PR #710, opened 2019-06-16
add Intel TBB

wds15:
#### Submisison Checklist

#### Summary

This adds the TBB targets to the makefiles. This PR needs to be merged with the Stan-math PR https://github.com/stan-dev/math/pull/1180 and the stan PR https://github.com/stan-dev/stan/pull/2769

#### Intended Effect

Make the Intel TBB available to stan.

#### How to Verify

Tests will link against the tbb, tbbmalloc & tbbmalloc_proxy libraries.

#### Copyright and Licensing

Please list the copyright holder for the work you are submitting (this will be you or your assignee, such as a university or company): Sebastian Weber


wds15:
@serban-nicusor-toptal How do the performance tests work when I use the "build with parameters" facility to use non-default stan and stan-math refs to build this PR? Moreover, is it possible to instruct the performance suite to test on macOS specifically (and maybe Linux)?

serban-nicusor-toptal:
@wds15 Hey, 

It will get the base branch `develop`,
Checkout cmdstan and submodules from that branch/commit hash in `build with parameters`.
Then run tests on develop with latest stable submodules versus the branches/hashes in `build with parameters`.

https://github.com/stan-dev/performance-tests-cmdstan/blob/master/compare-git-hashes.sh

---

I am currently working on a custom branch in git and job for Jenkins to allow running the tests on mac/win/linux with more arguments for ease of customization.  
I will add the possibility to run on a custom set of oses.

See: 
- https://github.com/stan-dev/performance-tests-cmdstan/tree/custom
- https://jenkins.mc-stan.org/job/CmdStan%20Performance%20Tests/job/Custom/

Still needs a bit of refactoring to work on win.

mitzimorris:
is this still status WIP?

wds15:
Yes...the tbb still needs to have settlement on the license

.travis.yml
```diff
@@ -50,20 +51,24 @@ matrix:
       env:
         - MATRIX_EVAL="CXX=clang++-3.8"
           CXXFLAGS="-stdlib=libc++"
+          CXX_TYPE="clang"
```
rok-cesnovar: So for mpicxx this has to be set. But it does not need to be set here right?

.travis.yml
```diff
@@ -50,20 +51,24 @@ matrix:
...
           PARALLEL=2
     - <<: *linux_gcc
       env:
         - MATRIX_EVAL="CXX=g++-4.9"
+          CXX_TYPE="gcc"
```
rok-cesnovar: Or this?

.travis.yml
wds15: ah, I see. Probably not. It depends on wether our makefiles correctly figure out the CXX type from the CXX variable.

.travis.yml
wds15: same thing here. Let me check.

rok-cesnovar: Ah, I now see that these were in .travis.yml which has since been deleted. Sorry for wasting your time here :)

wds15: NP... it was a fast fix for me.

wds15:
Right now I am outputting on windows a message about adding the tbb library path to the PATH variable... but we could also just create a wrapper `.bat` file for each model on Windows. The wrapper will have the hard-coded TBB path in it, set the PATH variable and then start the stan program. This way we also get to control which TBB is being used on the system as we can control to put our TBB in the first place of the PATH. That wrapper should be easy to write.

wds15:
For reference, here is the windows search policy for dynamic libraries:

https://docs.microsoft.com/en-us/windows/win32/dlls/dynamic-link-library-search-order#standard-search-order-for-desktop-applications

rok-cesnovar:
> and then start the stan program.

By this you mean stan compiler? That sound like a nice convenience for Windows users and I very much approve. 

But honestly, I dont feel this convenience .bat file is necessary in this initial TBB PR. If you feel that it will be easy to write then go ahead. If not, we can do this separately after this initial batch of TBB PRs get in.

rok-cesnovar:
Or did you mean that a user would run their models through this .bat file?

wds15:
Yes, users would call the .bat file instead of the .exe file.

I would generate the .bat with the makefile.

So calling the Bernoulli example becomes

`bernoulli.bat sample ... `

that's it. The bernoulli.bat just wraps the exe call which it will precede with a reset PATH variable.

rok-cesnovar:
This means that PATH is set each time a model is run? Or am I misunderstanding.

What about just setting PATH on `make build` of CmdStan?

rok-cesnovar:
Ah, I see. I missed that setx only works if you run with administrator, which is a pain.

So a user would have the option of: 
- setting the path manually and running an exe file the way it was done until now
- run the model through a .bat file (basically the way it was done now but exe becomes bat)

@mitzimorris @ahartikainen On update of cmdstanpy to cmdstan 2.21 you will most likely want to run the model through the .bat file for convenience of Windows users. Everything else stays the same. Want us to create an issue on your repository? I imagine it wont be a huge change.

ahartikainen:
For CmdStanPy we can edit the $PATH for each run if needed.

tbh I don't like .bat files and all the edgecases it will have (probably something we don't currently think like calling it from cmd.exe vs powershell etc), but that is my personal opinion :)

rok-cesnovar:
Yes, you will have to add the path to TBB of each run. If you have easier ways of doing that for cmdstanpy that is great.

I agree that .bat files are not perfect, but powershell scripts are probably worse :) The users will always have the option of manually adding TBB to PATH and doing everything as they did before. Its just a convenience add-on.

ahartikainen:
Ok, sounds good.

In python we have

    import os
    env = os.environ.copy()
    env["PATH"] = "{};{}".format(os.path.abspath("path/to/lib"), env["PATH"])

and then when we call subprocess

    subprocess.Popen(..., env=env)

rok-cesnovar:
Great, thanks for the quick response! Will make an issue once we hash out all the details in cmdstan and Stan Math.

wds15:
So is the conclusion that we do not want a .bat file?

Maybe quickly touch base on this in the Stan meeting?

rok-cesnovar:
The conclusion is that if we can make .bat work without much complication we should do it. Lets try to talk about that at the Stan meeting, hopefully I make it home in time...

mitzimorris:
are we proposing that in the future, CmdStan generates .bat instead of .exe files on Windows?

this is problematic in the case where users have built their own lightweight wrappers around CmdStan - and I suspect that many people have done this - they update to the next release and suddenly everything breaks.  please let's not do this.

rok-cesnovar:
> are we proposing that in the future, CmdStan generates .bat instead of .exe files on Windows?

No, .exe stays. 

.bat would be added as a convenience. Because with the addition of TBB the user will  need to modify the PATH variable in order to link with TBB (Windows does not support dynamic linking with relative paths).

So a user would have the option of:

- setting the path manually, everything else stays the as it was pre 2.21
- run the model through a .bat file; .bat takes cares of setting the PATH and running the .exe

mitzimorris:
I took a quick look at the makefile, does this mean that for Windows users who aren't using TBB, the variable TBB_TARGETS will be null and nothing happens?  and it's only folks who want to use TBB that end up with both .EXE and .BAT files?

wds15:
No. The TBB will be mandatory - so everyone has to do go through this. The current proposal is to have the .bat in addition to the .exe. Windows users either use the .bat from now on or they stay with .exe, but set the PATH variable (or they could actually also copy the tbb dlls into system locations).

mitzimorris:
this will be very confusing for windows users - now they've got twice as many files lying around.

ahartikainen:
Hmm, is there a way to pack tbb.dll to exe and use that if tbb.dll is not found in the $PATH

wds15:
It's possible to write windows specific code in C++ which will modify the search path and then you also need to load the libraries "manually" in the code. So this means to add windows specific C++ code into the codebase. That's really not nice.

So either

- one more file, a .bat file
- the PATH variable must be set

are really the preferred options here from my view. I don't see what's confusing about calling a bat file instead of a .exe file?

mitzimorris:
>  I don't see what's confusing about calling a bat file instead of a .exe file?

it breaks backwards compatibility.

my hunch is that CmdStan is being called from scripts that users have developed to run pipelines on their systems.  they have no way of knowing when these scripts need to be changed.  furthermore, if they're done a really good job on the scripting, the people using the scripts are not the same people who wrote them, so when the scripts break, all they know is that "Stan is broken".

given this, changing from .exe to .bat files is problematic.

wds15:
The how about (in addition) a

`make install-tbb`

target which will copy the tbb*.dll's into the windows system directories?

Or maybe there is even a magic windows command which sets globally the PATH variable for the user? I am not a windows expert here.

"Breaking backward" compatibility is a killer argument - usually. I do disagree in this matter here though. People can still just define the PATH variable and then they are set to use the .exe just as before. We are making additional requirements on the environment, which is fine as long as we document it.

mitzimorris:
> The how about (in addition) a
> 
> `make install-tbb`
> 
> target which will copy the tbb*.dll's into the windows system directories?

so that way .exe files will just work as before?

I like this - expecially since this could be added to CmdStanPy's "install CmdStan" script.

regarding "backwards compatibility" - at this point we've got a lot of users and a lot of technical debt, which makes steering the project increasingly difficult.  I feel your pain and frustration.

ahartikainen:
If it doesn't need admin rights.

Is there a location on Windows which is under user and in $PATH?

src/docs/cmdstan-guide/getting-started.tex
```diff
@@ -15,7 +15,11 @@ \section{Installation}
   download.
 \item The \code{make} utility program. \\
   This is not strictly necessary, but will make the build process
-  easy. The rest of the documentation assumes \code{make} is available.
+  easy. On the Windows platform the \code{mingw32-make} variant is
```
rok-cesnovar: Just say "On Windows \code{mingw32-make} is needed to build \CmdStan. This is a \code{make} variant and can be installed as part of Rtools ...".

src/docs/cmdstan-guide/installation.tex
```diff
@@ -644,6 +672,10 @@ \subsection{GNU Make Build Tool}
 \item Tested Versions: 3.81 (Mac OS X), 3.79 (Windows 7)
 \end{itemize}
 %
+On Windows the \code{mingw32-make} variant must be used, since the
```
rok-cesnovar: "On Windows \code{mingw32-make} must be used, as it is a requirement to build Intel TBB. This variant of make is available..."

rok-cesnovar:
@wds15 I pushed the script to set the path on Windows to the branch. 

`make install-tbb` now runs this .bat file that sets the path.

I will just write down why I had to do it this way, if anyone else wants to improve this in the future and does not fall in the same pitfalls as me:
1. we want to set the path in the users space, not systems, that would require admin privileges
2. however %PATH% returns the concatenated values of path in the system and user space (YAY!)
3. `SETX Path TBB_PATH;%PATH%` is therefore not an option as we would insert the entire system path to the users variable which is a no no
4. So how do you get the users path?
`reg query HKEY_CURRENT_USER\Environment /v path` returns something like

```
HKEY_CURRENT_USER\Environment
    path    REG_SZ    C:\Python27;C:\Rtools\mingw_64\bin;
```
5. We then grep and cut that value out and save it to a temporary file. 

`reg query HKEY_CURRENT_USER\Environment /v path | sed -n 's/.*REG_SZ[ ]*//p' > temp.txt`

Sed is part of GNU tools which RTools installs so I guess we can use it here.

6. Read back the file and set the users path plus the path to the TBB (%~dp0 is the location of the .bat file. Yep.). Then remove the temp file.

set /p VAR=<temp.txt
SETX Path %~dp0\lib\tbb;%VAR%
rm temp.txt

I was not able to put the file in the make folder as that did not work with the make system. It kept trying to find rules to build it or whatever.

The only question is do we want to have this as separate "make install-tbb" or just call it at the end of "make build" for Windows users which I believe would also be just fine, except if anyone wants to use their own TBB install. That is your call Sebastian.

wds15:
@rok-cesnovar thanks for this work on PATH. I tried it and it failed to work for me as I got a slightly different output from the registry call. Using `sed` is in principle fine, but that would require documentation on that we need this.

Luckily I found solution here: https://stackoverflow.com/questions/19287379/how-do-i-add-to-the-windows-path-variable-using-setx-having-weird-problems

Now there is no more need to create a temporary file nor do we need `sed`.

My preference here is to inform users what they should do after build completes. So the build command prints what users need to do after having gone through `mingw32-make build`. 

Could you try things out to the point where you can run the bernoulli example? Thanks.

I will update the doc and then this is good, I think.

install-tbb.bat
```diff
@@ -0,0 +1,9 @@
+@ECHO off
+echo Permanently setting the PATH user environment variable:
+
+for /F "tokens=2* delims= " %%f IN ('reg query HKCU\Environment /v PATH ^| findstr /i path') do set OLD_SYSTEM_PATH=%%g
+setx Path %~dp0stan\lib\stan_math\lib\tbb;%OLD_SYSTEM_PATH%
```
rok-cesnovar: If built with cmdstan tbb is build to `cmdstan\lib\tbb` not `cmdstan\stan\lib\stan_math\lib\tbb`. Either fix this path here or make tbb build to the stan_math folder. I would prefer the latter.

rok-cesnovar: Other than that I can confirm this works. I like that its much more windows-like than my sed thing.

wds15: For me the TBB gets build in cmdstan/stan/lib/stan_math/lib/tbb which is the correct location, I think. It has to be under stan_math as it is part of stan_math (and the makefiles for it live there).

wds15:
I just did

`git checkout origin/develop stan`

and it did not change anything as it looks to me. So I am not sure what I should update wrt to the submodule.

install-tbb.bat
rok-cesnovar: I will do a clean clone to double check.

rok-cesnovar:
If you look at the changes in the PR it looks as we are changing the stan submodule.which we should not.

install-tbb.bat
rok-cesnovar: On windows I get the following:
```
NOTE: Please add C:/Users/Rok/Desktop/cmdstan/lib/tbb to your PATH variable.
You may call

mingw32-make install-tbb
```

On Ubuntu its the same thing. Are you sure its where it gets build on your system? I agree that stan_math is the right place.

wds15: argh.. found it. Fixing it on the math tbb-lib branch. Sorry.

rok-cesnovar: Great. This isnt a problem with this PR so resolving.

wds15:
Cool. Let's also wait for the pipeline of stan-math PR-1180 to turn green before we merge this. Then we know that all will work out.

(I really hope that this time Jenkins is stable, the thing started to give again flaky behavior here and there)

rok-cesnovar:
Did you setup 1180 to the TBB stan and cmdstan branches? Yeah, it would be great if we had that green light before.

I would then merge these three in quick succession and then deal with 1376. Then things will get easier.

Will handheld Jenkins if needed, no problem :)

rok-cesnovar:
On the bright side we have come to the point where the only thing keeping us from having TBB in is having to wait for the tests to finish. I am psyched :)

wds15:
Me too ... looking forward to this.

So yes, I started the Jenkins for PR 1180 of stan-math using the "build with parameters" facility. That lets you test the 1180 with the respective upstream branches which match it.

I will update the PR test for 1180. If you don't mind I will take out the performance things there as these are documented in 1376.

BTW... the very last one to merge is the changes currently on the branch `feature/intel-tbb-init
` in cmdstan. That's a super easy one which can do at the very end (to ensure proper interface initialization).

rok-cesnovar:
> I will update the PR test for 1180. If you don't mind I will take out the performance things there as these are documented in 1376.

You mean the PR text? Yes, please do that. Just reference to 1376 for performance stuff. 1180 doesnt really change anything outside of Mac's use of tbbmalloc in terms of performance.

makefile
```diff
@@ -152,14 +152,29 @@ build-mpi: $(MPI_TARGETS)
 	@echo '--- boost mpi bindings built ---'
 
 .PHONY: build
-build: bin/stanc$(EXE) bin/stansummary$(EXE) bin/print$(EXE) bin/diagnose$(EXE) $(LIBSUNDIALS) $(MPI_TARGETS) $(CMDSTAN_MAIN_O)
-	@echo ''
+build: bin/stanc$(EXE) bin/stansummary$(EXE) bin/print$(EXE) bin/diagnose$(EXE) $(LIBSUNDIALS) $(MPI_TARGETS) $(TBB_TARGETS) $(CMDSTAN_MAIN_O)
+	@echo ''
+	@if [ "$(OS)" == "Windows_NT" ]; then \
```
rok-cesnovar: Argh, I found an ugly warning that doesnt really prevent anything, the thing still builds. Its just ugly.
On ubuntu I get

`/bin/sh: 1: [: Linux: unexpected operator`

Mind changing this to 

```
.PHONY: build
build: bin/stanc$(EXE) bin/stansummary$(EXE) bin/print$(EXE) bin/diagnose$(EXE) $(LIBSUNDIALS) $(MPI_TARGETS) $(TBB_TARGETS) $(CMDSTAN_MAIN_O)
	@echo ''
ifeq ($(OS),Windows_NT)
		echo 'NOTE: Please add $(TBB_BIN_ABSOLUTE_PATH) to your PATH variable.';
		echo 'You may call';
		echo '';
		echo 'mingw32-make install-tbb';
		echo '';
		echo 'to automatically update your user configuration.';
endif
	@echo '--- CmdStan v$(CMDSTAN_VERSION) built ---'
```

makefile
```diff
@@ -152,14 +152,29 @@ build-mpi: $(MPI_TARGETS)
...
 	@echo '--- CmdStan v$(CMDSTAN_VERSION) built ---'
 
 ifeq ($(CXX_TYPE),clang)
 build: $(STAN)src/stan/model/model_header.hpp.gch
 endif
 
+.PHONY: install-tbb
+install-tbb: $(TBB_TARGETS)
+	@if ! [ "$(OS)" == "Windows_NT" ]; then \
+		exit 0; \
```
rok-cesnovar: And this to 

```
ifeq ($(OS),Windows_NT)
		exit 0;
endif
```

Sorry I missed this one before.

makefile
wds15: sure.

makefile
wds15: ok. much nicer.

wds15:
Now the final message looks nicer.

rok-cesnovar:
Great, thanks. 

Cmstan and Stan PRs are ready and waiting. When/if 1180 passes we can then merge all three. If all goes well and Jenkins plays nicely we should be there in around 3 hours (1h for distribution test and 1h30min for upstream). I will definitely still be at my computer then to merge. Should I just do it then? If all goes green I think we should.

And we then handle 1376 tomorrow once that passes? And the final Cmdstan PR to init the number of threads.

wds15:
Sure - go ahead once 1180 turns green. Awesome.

-- Activity --
Scan the data above for the string "means". Copy every line in which it appears.

-- Exercise answer --
This means that PATH is set each time a model is run? Or am I misunderstanding.
It's possible to write windows specific code in C++ which will modify the search path and then you also need to load the libraries "manually" in the code. So this means to add windows specific C++ code into the codebase. That's really not nice.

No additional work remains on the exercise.